Video/Audio Distraction Analgesia for Simulated Oncology Procedure Pain

The purpose of this study is to compare the analgesic efficacy of three different types of video/audio distraction in normal volunteers subjected to carefully controlled and non-injurious thermal pain delivered to the skin of the lower back, simulating discomfort of a lumbar puncture. Two of the distraction techniques include immersive virtual reality (VR).
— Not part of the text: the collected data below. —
Issue #648, opened 2026-08-01
list_extra_paths ignores saved default workspace when COMFYUI_PATH is unset


artokun:
### What happened / root cause
`get_workspace` correctly returned the saved default ComfyUI workspace, but `list_extra_paths` failed because `extra-paths.js` only checked `config.comfyuiPath` and ignored `workspace-env.getWorkspace().workspace_path`.

### Steps to reproduce
1. Run comfyui-mcp with COMFYUI_PATH unset.
2. Persist a default workspace with set_default_workspace (or existing workspace config).
3. Call get_workspace: it reports workspace_source "default-config" and a valid path.
4. Call list_extra_paths: it throws.

### Exact error (scrubbed)
VALIDATION_ERROR: No local ComfyUI path is known. Set COMFYUI_PATH, set a default workspace, or pass config_path explicitly.

### Fix
applied locally: yes
upstream-only: no

Patch:
```diff
--- a/dist/services/extra-paths.js
+++ b/dist/services/extra-paths.js
@@
 import { resolveServerExtraModelConfig } from "./output-dir.js";
+import { getWorkspace } from "./workspace-env.js";
@@
+async function resolveTargetPathWithWorkspace(opts = {}) {
+  try { return resolveTargetPath(opts); }
+  catch (error) {
+    const target = opts.target ?? "auto";
+    if (!opts.configPath && (target === "auto" || target === "standalone")) {
+      const workspace = await getWorkspace();
+      if (workspace.workspace_path) {
+        return { target: "standalone", path: join(workspace.workspace_path, "extra_model_paths.yaml") };
+      }
+    }
+    throw error;
+  }
+}
@@
- return { ...resolveTargetPath(opts), notes: [] };
+ return { ...(await resolveTargetPathWithWorkspace(opts)), notes: [] };
```

Verified in a fresh Node process: listExtraPaths() resolved ~/Stability Matrix/Data/Packages/ComfyUI/extra_model_paths.yaml and returned the Stability Matrix model groups.

### Environment
Windows 11; ComfyUI 0.29.0; RTX 5060 Ti 16 GB; comfyui-mcp 0.48.32; panel 0.8.0.

Issue #490, opened 2026-07-30
apply_manifest downloads models into stale local COMFYUI_PATH instead of connected ComfyUI


artokun:
While applying the bundled qwen-image-edit manifest against the connected ComfyUI at /home/parn/repositories/wet/wet.graphics.pipeline/ComfyUI, Manager began downloading Qwen_Image_Edit-Q8_0.gguf into /home/parn/ComfyUI/models/diffusion_models/. These are separate directories; the latter is not a symlink and is not the connected instance. apply_manifest also timed out while the Manager task kept running. Expected: manifest model destinations resolve against the connected ComfyUI root. Actual: a stale/local COMFYUI_PATH was used, leaving a multi-GB partial file in the wrong instance. Environment: Linux, ComfyUI 0.29.0 remote, comfyui-mcp 0.48.13.

artokun:
Reopening: this remains reproducible on current comfyui-mcp 0.49.6 (panel 0.11.39). In a real remote `--comfyui-url` session with a stale local `COMFYUI_PATH`, `resolveEffectiveComfyUIBase()` returns that local path before checking remote mode, despite its documented contract. The shared resolver is used by multiple callers, including destructive snapshot and `comfy_cli` node operations, so an operation aimed at the remote server can act on the unrelated local install.

artokun:
Adding a **third instance**, and it is the one that actually executes the destructive commands.

`src/services/comfy-cli.ts:12-13` states:

> Never returns a local path in remote mode (`resolveEffectiveComfyUIBase` already enforces that).

That guarantee fails **twice over**:

```ts
function defaultWorkspace(): string | null {
  return config.comfyuiPath ?? resolveEffectiveComfyUIBase() ?? null;
}
```

1. `resolveEffectiveComfyUIBase` does **not** enforce it — that is this issue.
2. Even if it did, it is **never consulted** in the common case: `config.comfyuiPath ??` short-circuits first, so the delegation the comment relies on does not happen at all whenever `COMFYUI_PATH` is set.

A comment that names another function as the enforcer, for a check that function does not perform, in a path that does not call it — that is how this issue survived being closed once already. Nobody re-derives a guarantee that is stated this confidently.

[...]

PR #854, opened 2026-08-05
panel_show_media: the 20 MB refusal is a dead end for local video (orchestrator half of #648)

artokun:
## Issue

- #648 — `panel_show_media` cannot preview local reference videos over 20 MB

## Why this exists separately

Panel PR **#649** fixed the panel half: video now routes through the existing storyboard pipeline with full disclosure (the video was NOT sent, N *sampled* frames, source size or explicit UNKNOWN, `get_image` as the way to actually see it). It also fixed a worse bug found on the way — **under** the ceiling the panel painted a player for the *user* and returned `{ok:true,count:1}` to an agent that had been shown nothing.

But **#648's literal repro still fails**, because the refusal is raised here, before the panel is ever called:

`src/orchestrator/panel-tools.ts` — `panel_show_media`, absolute-path branch:

```ts
if (stat.size > MAX_BYTES) {
  return fail(
    "file too large (" + (stat.size / 1024 / 1024).toFixed(1) + " MB > 20 MB): " + p,
  );
}
```

## What to do

The refusal itself is **correct** — a 72 MB inline payload is not something to send an agent, and raising the cap is not the fix. The bug is that it is a **dead end**: it names a ceiling with no way past it, so an agent asked to inspect an ordinary local reference video concludes the task is impossible.

Two cases, and they need different answers:

1. **The file is under a ComfyUI root.** Forward it as a `viewRef` instead of refusing — there is no size cap on that path, and it is what a browser panel resolves same-origin anyway. A `viewRef` video arriving at the panel **already** gets the full preview and disclosure today (#649), so this one change completes the feature end to end.
2. **The file is not under a root.** Keep the refusal, but make it name a remedy that works from where the caller is — the size limit, why it exists, and what they can do (move/copy it under a root, or ask the user). **A remedy must be actionable from the caller's current state**; a bare ceiling is not one.

## Constraints

- **Do not raise `MAX_BYTES`.** The cap protects the inline payload path and is doing its job.
- Establish "under a ComfyUI root" from evidence, not assumption. Note **#490 is reopened**: `resolveEffectiveComfyUIBase()` returns `config.comfyuiPath` before checking remote mode, and `comfy-cli.ts` bypasses it entirely. Another agent owns that fix — **do not fix it here**, but do not build on the broken guarantee either. If the root cannot be established, that is *unknown*, not *not-under-a-root*.
- A `stat` that throws is not a "file too large" and not a "file not found" — check what the surrounding branch does with an unreadable file.
- This is the same split-halves pattern as #614 / #809. The panel half is merged-pending; this half closes the issue.

### DIFF
--- a/src/__tests__/orchestrator/panel-show-media-oversized.test.ts
+++ b/src/__tests__/orchestrator/panel-show-media-oversized.test.ts
@@ -24,6 +24,8 @@ const state = vi.hoisted(() => ({
   cloud: false,
   /** Paths statSync should fail on with a non-ENOENT error. */
   statEacces: new Set<string>(),
+  /** absolute path -> errno code readFileSync should fail with. */
+  readFail: new Map<string, string>(),
 }));
 
 vi.mock("../../services/output-dir.js", async (importOriginal) => {
@@ -66,6 +68,17 @@ vi.mock("node:fs", async (importOriginal) => {
       }
       return (actual.statSync as (...a: unknown[]) => unknown)(p, ...rest);
     }) as typeof actual.statSync,
+    // A file whose METADATA reads fine but whose CONTENTS do not — statSync
+    // proves the former, never the latter.
+    readFileSync: ((p: Parameters<typeof actual.readFileSync>[0], ...rest: unknown[]) => {
+      const code = typeof p === "string" ? state.readFail.get(p) : undefined;
+      if (code) {
+        const err = new Error(`${code}: injected read failure, open '${String(p)}'`) as NodeJS.ErrnoException;
+        err.code = code;
+        throw err;
+      }
+      return (actual.readFileSync as (...a: unknown[]) => unknown)(p, ...rest);
+    }) as typeof actual.readFileSync,
   };
 });
 
@@ -144,6 +157,7 @@ beforeEach(() => {
   state.remote = false;
   state.cloud = false;
   state.statEacces.clear();
+  state.readFail.clear();
 });
 
 describe("panel_show_media: an oversized file UNDER a ComfyUI root is forwarded", () => {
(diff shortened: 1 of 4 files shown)


artokun:
**Recovered the real work onto this branch.** It had been carrying only my empty placeholder commit; the agent's actual commits existed solely in a local worktree and were lost when the spend limit killed it.

Safe to replace because the placeholder changed **no files** — I verified that before force-pushing, and used `--force-with-lease` pinned to the placeholder's real SHA so a concurrent push could not have been clobbered. Nothing was overwritten but an empty commit.

What landed:

- **`bf6d67a` — an oversized local video is not a dead end: forward what ComfyUI already serves.** This is the orchestrator half of comfyui-mcp-panel#648. The panel half shipped in 0.11.41, but the 20 MB refusal is raised *here*, before the panel is ever called, so the reporter's literal repro still failed. A `viewRef` video arriving at the panel already gets the full sampled-preview disclosure, so this is what completes it end to end.
- **`7c7ae70` — a failed canonicalisation is a doubt, not a verdict** (codex gate). Exactly the fold I asked the dispatch to watch for: if the ComfyUI root cannot be established, that is *unknown*, and it must not silently become "not under a root" — which would blame the user's file location for something we simply could not determine.

## Verification

- **257 files / 5183 tests** pass at full concurrency after merging current `main`; `tsc` clean; zero control bytes; no merge conflicts.

## Still needed

No independent gate in this final state — the one round it had was the author's own. It needs one before merge.

Also worth confirming on review: the dispatch called out that **#490 is reopened** (`resolveEffectiveComfyUIBase` returning a local path in remote mode) and that this change must not build on that guarantee. `7c7ae70`'s framing suggests it did handle the unknown case correctly, but that is the specific thing to check rather than assume.

When this merges, comfyui-mcp-panel#648 can close — it is currently reopened precisely because this half was outstanding.

PR #891, opened 2026-08-05
generations.db inside the ComfyUI install breaks ComfyUI's git updater (#872)

### LINKED ISSUE #872: generations.db inside the ComfyUI install breaks ComfyUI's git updater on Windows (locked WAL handle)
## Summary

`GenerationTracker` writes its SQLite DB **inside the ComfyUI git working tree** at `<comfyuiPath>/comfyui-mcp/generations.db`. That directory is not ignored by ComfyUI's `.gitignore`, so ComfyUI's own updater sweeps the DB into a commit and then tries to delete it — which Windows refuses while the orchestrator holds the SQLite handle open. **The ComfyUI update aborts, and its rollback fails too.**

Hit twice in a row on the same machine (two failed update attempts ~5 min apart).

## Exact failure

```
[PRE_UPDATE_HEAD] 0764232429b8cfb10b79b6f186c8cb23e0b22897
Creating backup branch: backup_branch_2026-08-05_10_45_03
[BACKUP_BRANCH] backup_branch_2026-08-05_10_45_03
Uncommitted changes saved to backup branch.
Fetching from origin...
Resetting to origin/master
[ERROR] Update checkout failed: "could not find 'C:/Users/.../ComfyUI/comfyui-mcp/generations.db' to remove: The process cannot access the file because it is being used by another process."
[ERROR] Failed to restore pre-update state: '0764232429b8cfb10b79b6f186c8cb23e0b22897'
```

## Mechanism (confirmed on the affected machine)

1. `src/services/generation-tracker.ts:158-166` — `defaultDbPath()` returns `join(config.comfyuiPath, "comfyui-mcp", "generations.db")` whenever `comfyuiPath` is set, i.e. for every normal local install.
2. `journal_mode = WAL` (line 149) means three live files: `generations.db`, `-shm`, `-wal`. The orchestrator (`node dist/index.js`) keeps the handle open for its entire lifetime — the process on this machine had held it since Jul 30.
3. ComfyUI's updater saves uncommitted work with a `git add -A` + commit onto a `backup_branch_<ts>`. Because `comfyui-mcp/` is untracked-but-not-ignored, **all three DB files get staged and committed.**
4. The updater then runs `git reset --hard origin/master`. The DB is now in the index but absent from `origin/master`, so git must delete it from the working tree.
5. Windows denies the unlink (open exclusive handle) → checkout fails → the restore-to-`PRE_UPDATE_HEAD` step fails for the same reason. The repo is left on a detached HEAD with three files staged as `A`.

Verified: the file is genuinely locked (`File.Open(..., FileShare.None)` throws `used by another process`), and the holder is the orchestrator process, not ComfyUI.

## Impact

Any Windows user running comfyui-mcp against a git-based ComfyUI install cannot update ComfyUI while the orchestrator is running — which is most of the time, since it's a long-lived background process. The error names our file but gives no hint that stopping the MCP server is the workaround, so it reads as a broken ComfyUI install. It also silently accretes committed copies of the DB (+ ~115 KB WAL) on every backup branch: 14 backup branches on this machine each carry a copy.

Linux/macOS are unaffected by the *hard failure* (unlink of an open file succeeds), but they still get the DB committed to backup branches, and the running orchestrator keeps writing to a now-unlinked inode — so the generation history silently vanishes on update there.

## Proposed fix

Make the data dir **self-ignoring** at creation. In the `GenerationTracker` constructor (`generation-tracker.ts:144-146`), after `mkdirSync(dir, { recursive: true })`, write a `.gitignore` containing `*` into that directory if one isn't already present:

```ts
mkdirSync(dir, { recursive: true });
// The dir may live inside ComfyUI's git tree; a self-ignoring .gitignore keeps
// ComfyUI's updater from committing (and then failing to delete) the open WAL DB.
const ignore = join(dir, ".gitignore");
if (!existsSync(ignore)) writeFileSync(ignore, "*\n");
```

`*` in a directory's own `.gitignore` ignores everything in it including itself, so `git add -A` skips the DB entirely and `git reset --hard` never tries to delete it. It's the same trick pip/venv use, needs no path migration, and fixes existing installs on next start.

Worth considering separately: writing runtime state into someone else's git checkout is fragile in general — the `COMFYUI_MCP_DATA_DIR` / `~/.comfyui-mcp/instances/<slug>/` path the remote branch already uses (lines 162-165) would avoid the class of problem, but that needs a migration for existing histories, so the `.gitignore` is the low-risk fix.

Caveat: this prevents *future* staging but does not un-track a DB already committed by a previous failed update. A user in that state needs `git rm --cached comfyui-mcp/generations.db*` once (index-only, safe with the file open) — possibly worth doing defensively, or documenting.

## Workaround for anyone hitting this now

From the ComfyUI repo root, with the orchestrator still running:

```bash
git rm --cached comfyui-mcp/generations.db comfyui-mcp/generations.db-shm comfyui-mcp/generations.db-wal
printf '/comfyui-mcp/\n' >> .git/info/exclude
```

`.git/info/exclude` is used rather than `.gitignore` because `.gitignore` is tracked and gets clobbered by the very `reset --hard` we're trying to survive. Update then succeeds with no need to stop the MCP server.

## Environment

- Windows 11 Pro 10.0.26200
- ComfyUI at `v0.30.1` (`0764232`), 12 commits behind `origin/master`
- Orchestrator: `node dist/index.js`, better-sqlite3 in WAL mode

artokun:
Fixes #872.

`GenerationTracker` wrote a live WAL SQLite database — three open files — at `<comfyuiPath>/comfyui-mcp/generations.db`, **inside ComfyUI's own git working tree**, in a directory its `.gitignore` does not cover.

ComfyUI's updater saves uncommitted work with `git add -A`, so it committed our database onto a backup branch; `git reset --hard` then tried to remove it, and Windows refuses to delete a file whose handle we hold for the orchestrator's entire lifetime. **The user's ComfyUI update aborted, and its rollback failed too**, leaving them on the backup branch. Reported twice within five minutes on one machine.

The locked handle is only what made it visible. The mistake was writing our own state into a tree we do not own.

## The fix

The per-user data dir (`~/.comfyui-mcp/instances/<slug>/`) was **already** the path for remote/cloud installs, and its instance slug (host+port) keeps separate installs apart — the only thing the in-tree location was really achieving. That path is now used always.

## Migration

Existing installs have real history at the old location, so it is moved on first construction:

- **All three WAL files travel together.** A `.db` carried across without its `-wal` loses every transaction that had not been checkpointed — silent data loss dressed as a successful migration.
- **An existing database at the new location is never clobbered.** The legacy file is left where it is and its path reported, with the note that its presence can break ComfyUI's updater.
- **A failed move says so**, and says that part of the set may have moved — a `.db` here and its `-wal` there is a corrupt pair.

## On the tests

The existing test asserted the in-tree placement as correct — *"local install: DB stays inside the install's comfyui-mcp dir (unchanged)"*. It now asserts the opposite, plus that nothing of ours lands anywhere under the install.

**Three mutations, each caught by exactly the intended test.** The `-wal` case needed the file recreated by hand first: a clean SQLite close checkpoints it away, so without that the test could not distinguish a migration that carries it from one that drops it.

Full suite: 6006 passing. Control bytes 0, no git-binary files.

### DIFF
--- a/src/__tests__/services/generation-tracker-path.test.ts
+++ b/src/__tests__/services/generation-tracker-path.test.ts
@@ -1,5 +1,5 @@
 import { afterEach, beforeEach, describe, expect, it, vi } from "vitest";
-import { mkdtempSync, rmSync, existsSync } from "node:fs";
+import { mkdirSync, mkdtempSync, rmSync, existsSync, writeFileSync } from "node:fs";
 import { tmpdir } from "node:os";
 import { join } from "node:path";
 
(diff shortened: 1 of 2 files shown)


artokun:
**Confirmed live on the rig**, with a nuance that strengthens the case for moving the file rather than ignoring it.

The database really is inside ComfyUI's git working tree:

```
C:\Users\Artokun\ComfyUI-Installs\ComfyUI\ComfyUI\comfyui-mcp\generations.db   (45 KB)
$ git -C ...\ComfyUI rev-parse --is-inside-work-tree
true
```

But it does **not** currently break the updater on this machine, and the reason matters:

```
$ git -C ...\ComfyUI check-ignore -v comfyui-mcp/generations.db
.git/info/exclude:9:/comfyui-mcp/    comfyui-mcp/generations.db
```

Someone has added `/comfyui-mcp/` to **`.git/info/exclude`**. That file lives inside `.git/`, is **never committed, never cloned, and never shared** — so it is a per-clone workaround that:

- does not exist on a fresh ComfyUI install,
- does not survive a re-clone or a reinstall,
- and was not present on the reporting machine, which is why #872 fired there and not here.

So the current protection is one local file away from disappearing, and its absence is silent — the failure only shows up later, as an aborted ComfyUI update whose rollback also fails.

That is the argument for this PR over the cheaper alternative of shipping a `.gitignore` entry: we cannot make a durable promise about a file we place in someone else's version-controlled tree. Moving it to the per-user data dir removes the question.

The live pass also confirmed the surrounding behaviour is healthy on current `main` — orchestrator up clean, one bridge socket with zero closes across a full ComfyUI restart, a render end-to-end, and `resolveOutputDir` correctly following the live server's `--output-directory` rather than the configured base.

The most efficacious distraction technique will be used in a subsequent clinical study in cancer patients.

Study Overview

• Status: Completed
• Conditions: Pain
• Intervention / Treatment: Procedure: Virtual Reality distraction

• Study Type: Interventional
• Enrollment (Anticipated): 180
• Phase: Not Applicable

Contacts and Locations

Study Locations

• United States
  • Washington
    • Seattle, Washington, United States, 98195
      • University of Washington

Participation Criteria

Eligibility Criteria

• Ages Eligible for Study: 18 years and older (Adult, Older Adult)
• Accepts Healthy Volunteers: No
• Genders Eligible for Study: All

Description

Inclusion Criteria:

• healthy men and women
• 18-21y, 40-60y, or older than 60y

Exclusion Criteria:

• a predisposition to motion sickness
• unusual sensitivity or lack of sensitivity to pain
• chronic pain
• peripheral neuropathy
• sensitive skin

Study Plan

How is the study designed?

Design Details

• Primary Purpose: Treatment
• Allocation: Randomized
• Interventional Model: Single Group Assignment
• Masking: Double

Number of Arms

1

Arms and Interventions

Participant Group / Arm	Intervention / Treatment
Experimental: 1; 3 cohorts: 18-21 years, 40-60 years, and older than 60 years	Procedure: Virtual Reality distraction; Virtual Reality involves the participant wearing a helmet with sight and sound. the visual provided is a type of immersive video game, the game used is "Snow World". In some cases the participant will be exposed to 3D representation of the game, and in other cases a lower tech version with less immersive qualities.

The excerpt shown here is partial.